Abu Dhabi, UAEMonday 14 October 2019

Arab Reading Challenge reality show aims to foster love of literature among children

The eight-episode series follows 16 children from the Arab world competing for a Dh500,000 grand prize by reading, summarising and analysing 50 Arabic books of their choice

Muna Al Kendi (L), Secretary General Arab Reading Challenge, and Shahad Ballan (R), TV presenter at MBC, announce the Arab Reading Challenge Show. Antonie Robertson / The National
Muna Al Kendi (L), Secretary General Arab Reading Challenge, and Shahad Ballan (R), TV presenter at MBC, announce the Arab Reading Challenge Show. Antonie Robertson / The National

Fyodor Dostoyevsky, Agatha Christie and Saud Alsanousi are some of the authors Jumana Al Malki has read to prepare for a new reality show.

The Saudi Arabian pupil is one of more than a dozen children who will use her literary prowess to win votes and a share of Dh11 million in prize money on MBC’s newest series, the Arab Reading Challenge Show.

The eight-episode series follows 16 children from the Arab world competing for a Dh500,000 grand prize by reading, summarising and analysing 50 Arabic books of their choice.

About 13.5 million children from Year 1 to Year 12 participated in last year’s Arab Reading Challenge. Finalists advanced through school, regional and national competitions before they arrived in Dubai in late August. Contestants progress by answering questions about characters, theme and language before a jury of esteemed Arabic literary judges. Contestants will be judged on comprehension, articulation of the Arabic language, teamwork, critical thinking, analytical skills and creative expression.

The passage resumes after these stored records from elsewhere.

PR #3562, opened 2026-07-27
Retain XML comments in the POCO-based parser

### LINKED ISSUE #3561: Support retaining XML comments in the POCO-based parser

The legacy ElementModel-based XML parser retains the comments of the source document: `FhirXmlNode` exposes them as a `SourceComments` annotation (`CommentsBefore` / `ClosingComments` / `DocumentEndComments`), and `FhirXmlBuilder` writes them back out again.

The new POCO-based XML parser drops them entirely:

- `XmlReaderExtensions.ReadToContent` skips `XmlNodeType.Comment` without recording it;
- the `MoveToContent()` calls in `BaseFhirXmlDeserializer` and in `readXhtml` skip comments silently;
- the string-based entry points in `PocoDeserializationExtensions` build their `XmlReader` with `IgnoreComments = true`, so comments never even reach the deserializer;
- `BaseFhirXmlSerializer` never writes comments, even when the POCO carries a `SourceComments` annotation.

The consequence is that migrating from the legacy parser to the POCO parser silently loses every comment in the document. For users who keep authored comments in their FHIR XML (conformance resources, test fixtures, hand-maintained examples), a parse/serialize roundtrip destroys them with no warning.

Support comment retention in the POCO-based parser and serializer, reusing the existing public `SourceComments` annotation so both parsers produce the same shape:

- a new opt-in `DeserializerSettings.RetainComments` (default `false`);
- the deserializer collects comments and annotates them onto the POCO of the element they precede, the element they close, and the root for comments trailing the document;
- `BaseFhirXmlSerializer` writes the annotated comments back out.

- *Always on, like the legacy parser.* Rejected: it adds an annotation to every commented element, so it costs memory on a hot path that is otherwise annotation-free. The legacy parser could afford this because it computed the annotation lazily from the backing `XObject` tree; the POCO parser has no tree to go back to and must store it eagerly.
- *A separate XML-specific settings class.* Rejected: `DeserializerSettings` already carries XML-only settings such as `DisallowXsiAttributesOnRoot`.

**Additional context**

Known limitations worth documenting rather than solving, since the POCO model has nowhere to hang these:

- a comment preceding an element that FHIR writes as an XML *attribute* (e.g. `Extension.url`) cannot be written back, because a comment cannot live inside a start tag;
- comments between a resource container (e.g. `contained`) and the resource element inside it move outside the container on roundtrip;
- comments are lost when serializing with a summary filter, since the subsetted clone made for it does not carry annotations;
- when the caller supplies their own `XmlReader`, it must not be configured with `IgnoreComments = true`, or the setting silently does nothing.

Kasdejong:
## Description

The POCO-based XML parser discarded the comments in the source document, where the legacy ElementModel parser retains them as a `SourceComments` annotation and `FhirXmlBuilder` writes them back out. Moving from the legacy parser to the POCO parser therefore lost every comment silently.

This adds an opt-in `DeserializerSettings.RetainComments` (default `false`, since it adds an annotation per commented element) that reuses the existing public `SourceComments` annotation, so both parsers produce the same shape.

## Related issues

Fixes #3561.

### DIFF
--- a/src/Hl7.Fhir.Base/Serialization/BaseFhirXmlDeserializer.cs
+++ b/src/Hl7.Fhir.Base/Serialization/BaseFhirXmlDeserializer.cs
@@ -83,7 +83,7 @@ public class BaseFhirXmlDeserializer
     /// <remarks>The <see cref="ParserSettings.ExceptionFilter"/> influences which issues are returned.</remarks>
     public bool TryDeserializeResource(XmlReader reader, [NotNullWhen(true)] out Resource? instance, out IEnumerable<CodedException> issues)
     {
-        PocoDeserializerState state = new() { Comments = Settings.RetainComments ? new() : null };
+        var state = createState();
 
         // If the stream has just been opened, move to the first token. (skip processing instructions, comments, whitespaces etc.)
         reader.MoveToContent(state);
@@ -95,7 +95,7 @@ public class BaseFhirXmlDeserializer
 
         // Whatever is left after the root element has been read are the comments trailing the document.
         if (instance is not null)
-            addSourceComments(instance, documentEnd: state.Comments?.Take());
+            addSourceComments(instance, documentEnd: state.Comments?.Consume());
 
         issues = Settings.ExceptionFilter is { } filter
             ? state.Errors.Remove(filter)
@@ -115,7 +115,7 @@ public class BaseFhirXmlDeserializer
     /// <remarks>The <see cref="ParserSettings.ExceptionFilter"/> influences which issues are returned.</remarks>
     public bool TryDeserializeElement(Type targetType, XmlReader reader, [NotNullWhen(true)] out Base? instance, out IEnumerable<CodedException> issues)
     {
-        PocoDeserializerState state = new() { Comments = Settings.RetainComments ? new() : null };
+        var state = createState();
 
         // If the stream has just been opened, move to the first token. (skip processing instructions, comments, whitespaces etc.)
         reader.MoveToContent(state);
@@ -126,7 +126,7 @@ public class BaseFhirXmlDeserializer
         instance = DeserializeElementInternal(targetType, reader, state);
 
         // Whatever is left after the root element has been read are the comments trailing the document.
-        addSourceComments(instance, documentEnd: state.Comments?.Take());
+        addSourceComments(instance, documentEnd: state.Comments?.Consume());
 
         issues = Settings.ExceptionFilter is { } filter
             ? state.Errors.Remove(filter)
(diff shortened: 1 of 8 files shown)


Kasdejong:
Pushed a follow-up commit consolidating the comment-buffering state (see thread below for context): `PocoDeserializerState.RetainComments`/`AddComment`/`TakePendingComments` are replaced by a single nullable `SourceCommentCollector? Comments` field, so every call site reads `state.Comments?.Add(...)` / `state.Comments?.Take()` — a null-conditional no-op when the setting is off, rather than a bool check hidden inside a method body. Also renamed `MoveToContentCapturingComments` to `MoveToContent(reader, state)` to match the existing `ReadToContent(reader, state)` naming, and collapsed the four duplicated `XmlReader` construction lines in `PocoDeserializationExtensions` into one helper.

No behavior change — full `Support.Poco.Tests` (603) and `Serialization.R4.Tests` (16234) pass unchanged before and after.

src/Hl7.Fhir.Base/Serialization/SourceCommentCollector.cs
```diff
@@ -0,0 +1,42 @@
...
+{
+    private List<string>? _pending;
+
+    public void Add(string comment) => (_pending ??= []).Add(comment);
+
+    /// <summary>
+    /// Returns the comments buffered since the previous call and clears the buffer, or <c>null</c> when
+    /// no comments were encountered.
+    /// </summary>
+    public string[]? Take()
```
andrzejskowronski: Slightly confusing naming when reading the code, maybe something like `Consume` or `Flush`?

src/Hl7.Fhir.Base/Serialization/BaseFhirXmlDeserializer.cs
```diff
@@ -83,15 +83,20 @@ private bool usesStrictCaseBinding()
     /// <remarks>The <see cref="ParserSettings.ExceptionFilter"/> influences which issues are returned.</remarks>
     public bool TryDeserializeResource(XmlReader reader, [NotNullWhen(true)] out Resource? instance, out IEnumerable<CodedException> issues)
     {
-        PocoDeserializerState state = new();
+        PocoDeserializerState state = new() { Comments = Settings.RetainComments ? new() : null };
```
andrzejskowronski: It's just 2 occurences right now so might be a nitpick, but I'd prefer an extension or something in case we add something more

andrzejskowronski (changes requested):

andrzejskowronski (approved):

The challenge was launched in 2016 by Mohammed bin Rashid Al Maktoum Global Initiatives to spur Arabic reading and pupils from 62,000 schools in 49 countries participated this year.

It is the first time the competition will be televised. The first one-hour show will air on MBC on Friday, September 27. The programme will run for eight weeks.

“Before, nobody could see the talent inside the children, what they know, what they can give, so we decided to shift the final challenges to television,” said Muna Al Kindi, the Secretary General of the Arabic Reading Challenge. “Arabic is really a huge art and we need to deliver that message.”

Literary Arabic, known as Fus-ha, is a language far more complicated than the spoken Arabic used in everyday life, usually taught in an outdated manner and seldom heard by children outside the mosque or classroom.

Governments across the Gulf have identified Arabic literacy as a priority issue. In July, Abu Dhabi’s Executive Council established the Arabic Language Authority to advance the use of Arabic in daily life.

Governments have successfully turned to television in the past to win hearts where the classroom failed. Reality TV programmes featuring Arabic poetry, like Million’s Poet and Prince of Poets, ignited interest in traditional poetry with audiences of 15 million viewers tuning in weekly to watch contestants drop lyrical couplets on the politics of the day and battle each other in poetry duels.

“It’s a responsibility for television to shed light on talents, on our heritage as Arabs, on our mother tongue,” said Shahed Ballan, the show’s presenter. “It’s such a rich and beautiful language that we should cherish it and teach it to our children and grandchildren and pass it on.”

This year’s final 16 contestants, representing 14 Arab countries, arrived in Dubai a month ago with their families and quickly settled into a life of study at Dubai Future Academy.

“Now they are exactly like brothers and sisters,” said Ms Al Kindi. “One mother said I came with one child only but now I have 16 children.”

Only five bookworms will progress to the live final at Dubai Opera in November, where TV viewers will be vote for the next Arab Reading Champion.

Additional cash prizes will be awarded to best school, best teacher and all semi-finalists.

Last year, the competition extended entries to Arabic readers outside the Arab world for the first time. Arabic expatriate children can compete and represent their country of residency.

“Our target is basically to present these heroes as role models for other kids,” said Ms Ballan. “The have reached where they are today because they have put in so much effort and so much work. It’s a message to every child around the Middle East, if you start with one book you can be where these heroes are today.”